_What you should do_.
Below are lines of data, and only some are wanted. Please repeat exactly those from the line that has "Thanks for taking the time to review!" through the line that has "First, a small".

□ □ □ □ □ □ □

PR #6229, opened 2020-03-30
Clean up and simplify Text.Pandoc.Writers.Docx

josephcsible:


jgm:
Good improvements, thanks

PR #6243, opened 2020-03-31
Allow hslua 1.1

felixonmars:
Builds fine and all tests pass.


jgm:
Checking with @tarleb

tarleb:
Fine by me. HsLua 1.1 is somewhat experimental, but should be mostly backwards compatible. Moreover, we'd need it for the `PandocLua` type, so might as well start using it now.

PR #6245, opened 2020-04-01
Fix description of BulletList Lua type

lggruspe:
Change description of BulletList parameter from 'List of Blocks' to 'List of List of Blocks'.


tarleb:
Thanks!

PR #6252, opened 2020-04-06
Custom writer: support pretty-printing with DocLayout

tarleb:
This would allow users to use the full power the DocLayout library in their custom writers.

Unfortunately, this is not fully backwards compatible. We could probably hide it behind some kind of toggle.

### DIFF
--- a/src/Text/Pandoc/Writers/Custom.hs
+++ b/src/Text/Pandoc/Writers/Custom.hs
@@ -20,15 +20,16 @@ import Control.Applicative (optional)
 import Control.Arrow ((***))
 import Control.Exception
 import Control.Monad (when)
+import Control.Monad.IO.Class (MonadIO)
 import Data.List (intersperse)
 import Data.Maybe (fromMaybe)
 import qualified Data.Text as T
-import Data.Text (Text, pack)
+import Data.Text (Text)
 import HsLua as Lua hiding (Operation (Div))
 import HsLua.Aeson (peekViaJSON)
-import Text.DocLayout (render, literal)
+import qualified HsLua.Module.DocLayout as Lua.DocLayout
+import Text.DocLayout (Doc, render)
 import Text.DocTemplates (Context)
-import Control.Monad.IO.Class (MonadIO)
 import Text.Pandoc.Definition
 import Text.Pandoc.Lua (Global (..), runLua, setGlobals)
 import Text.Pandoc.Lua.Marshal.Attr (pushAttributeList)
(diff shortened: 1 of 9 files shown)


tarleb:
It's backwards-compatible now. Strings are still pushed as return values for custom writer functions unless a global variable `PANDOC_USE_DOCLAYOUT` is defined and non-nil.

src/Text/Pandoc/Writers/Custom.hs
```diff
@@ -99,31 +115,39 @@ writeCustom luaFile opts doc@(Pandoc meta _) = do
...
+docToCustom :: WriterOptions -> Pandoc -> Lua (Doc Text)
 docToCustom opts (Pandoc (Meta metamap) blocks) = do
   body <- blockListToCustom blocks
-  Lua.callFunc "Doc" body (fmap Stringify metamap) (writerVariables opts)
+  useDoc <- useDocLayout
+  let metamap' = fmap Stringify metamap
+  let variables = writerVariables opts
+  if useDoc
+    then Lua.callFunc "Doc"  body                 metamap' variables
+    else Lua.callFunc "Doc" (render Nothing body) metamap' variables
```
josephcsible, line 144:
```suggestion
  let body' = if useDoc then body else render Nothing body
  Lua.callFunc "Doc" body' metamap' variables
```

src/Text/Pandoc/Writers/Custom.hs
```diff
@@ -35,22 +35,38 @@ import Text.Pandoc.Writers.Shared
...
+  result <- Lua.toboolean Lua.stackTop
+  Lua.pop 2
+  return result
+
+pushDoc :: Doc Text -> Lua ()
+pushDoc d = do
+  useDoc  <- useDocLayout
+  if useDoc
+    then Lua.push d
+    else Lua.push (render Nothing d)
```
josephcsible, line 58:
```suggestion
  Lua.push $ if useDoc
    then d
    else render Nothing d
```

josephcsible:
Whoops, never mind, those are different types. (I assume that the only reason you wrote it the way you did was that what I suggested doesn't actually work.)

tarleb:
Indeed, that's the reason. Maybe I should add some explicit type to make it more obvious?
Thanks for taking the time to review!

jgm:
A couple issues that occurred to me in looking at this:

First, a small question:  Is it possible to eliminate the need for the global variable?  If the functions return doclayout Doc objects, then use doclayout; if they return Strings, not?

Bigger issue:  I'm getting a bit worried about the ongoing maintenance cost of shadowing large parts of the pandoc (and related) API with Lua.  In the present case: if I make further changes to doclayout, then this custom Lua code needs to be updated, and so does the documentation.  However, I'm not sure anything would automatically alert us to the need to do these things, which raises a danger of breakage as things get out of sync (especially if you ever stop being such an active contributor to the project). 

Is there a way to generate both the Haskell bridge code and the Lua API documentation automatically from doclayouts itself?

tarleb:
>  I'm getting a bit worried about the ongoing maintenance cost of shadowing large parts of the pandoc (and related) API with Lua.

I completely understand, and I agree. Maybe a separate `pandoclua` package, which just ships Lua interpreter, pandoc library, and experimental packages, would be a better choice for now. We can still merge things back if they prove useful. Right now, I'm honestly not sure if anybody but me would like to use the things I'm building. I'm closing this and instead will make proposals like #6263, meaning only for cases where the API doesn't support my experiments.

I keep thinking about ways to automate the generation of library glue code, but keep putting it off. Producing a better Lua bindings system might take me a while, but would hopefully be worth the maintenance improvements.

> Is it possible to eliminate the need for the global variable? If the functions return doclayout Doc objects, then use doclayout; if they return Strings, not?

The problem is that we can't know beforehand if a writer functions expects a string or a Doc as input. The only thing I came up with was to let the writer try and run the functions with Doc objects, then fall back on Strings if an error occurs. It would always give the expected result, but might have to redo some computations – probably not a good idea if IO is involved.

jgm:
> The problem is that we can't know beforehand if a writer functions expects a string or a Doc as input. The only thing I came up with was to let the writer try and run the functions with Doc objects, then fall back on Strings if an error occurs. It would always give the expected result, but might have to redo some computations – probably not a good idea if IO is involved.

This could just be done once, and the result cached -- the assumption being that either all the functions return doc objects or all return strings?  But perhaps the global variable solution is cleaner.

tarleb:
With the custom reader on the way and the cleaner hslua design, it might be worth discussing this again.

> This could just be done once, and the result cached -- the assumption being that either all the functions return doc objects or all return strings? But perhaps the global variable solution is cleaner.

That would make for a nicer interface, but the code to make that work might turn out a bit messy. I think I'd prefer using the global.

tarleb:
I've added you to the list of hslua-module-doclayout maintainers on Hackage and as a maintainer of the repo. This should prevent situations in which that package becomes a problem due to version constraints.

tarleb:
Closing in favor of #7899 and #7897.

PR #6257, opened 2020-04-06
Vimwiki reader: Add nested syntax highlighting

### LINKED ISSUE #6256: Vimwiki nested syntaxes aren't highlighted
Vimwiki reader doesn't highlight the code in preformatted blocks that have nested syntax. Vimwiki's nested syntax code blocks look like this:
```
{{{python
print "hello world!"
}}}
```
Currently the reader only looks for `key=value` attributes and the internal code block has always an empty class list and therefore it's never highlighted.

wladh:
Nested syntaxes are specified like this:
{{{sql
SELECT * FROM table
}}}

The preformatted code block parser has been extended to check if the
first attribute of the block is not a `key=value` pair, and in that case
it will be considered as a class.

Closes #6256.


jgm:
Thanks!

□ □ □ □ □ □ □

_Answer section_.
Thanks for taking the time to review!

jgm:
A couple issues that occurred to me in looking at this:

First, a small question:  Is it possible to eliminate the need for the global variable?  If the functions return doclayout Doc objects, then use doclayout; if they return Strings, not?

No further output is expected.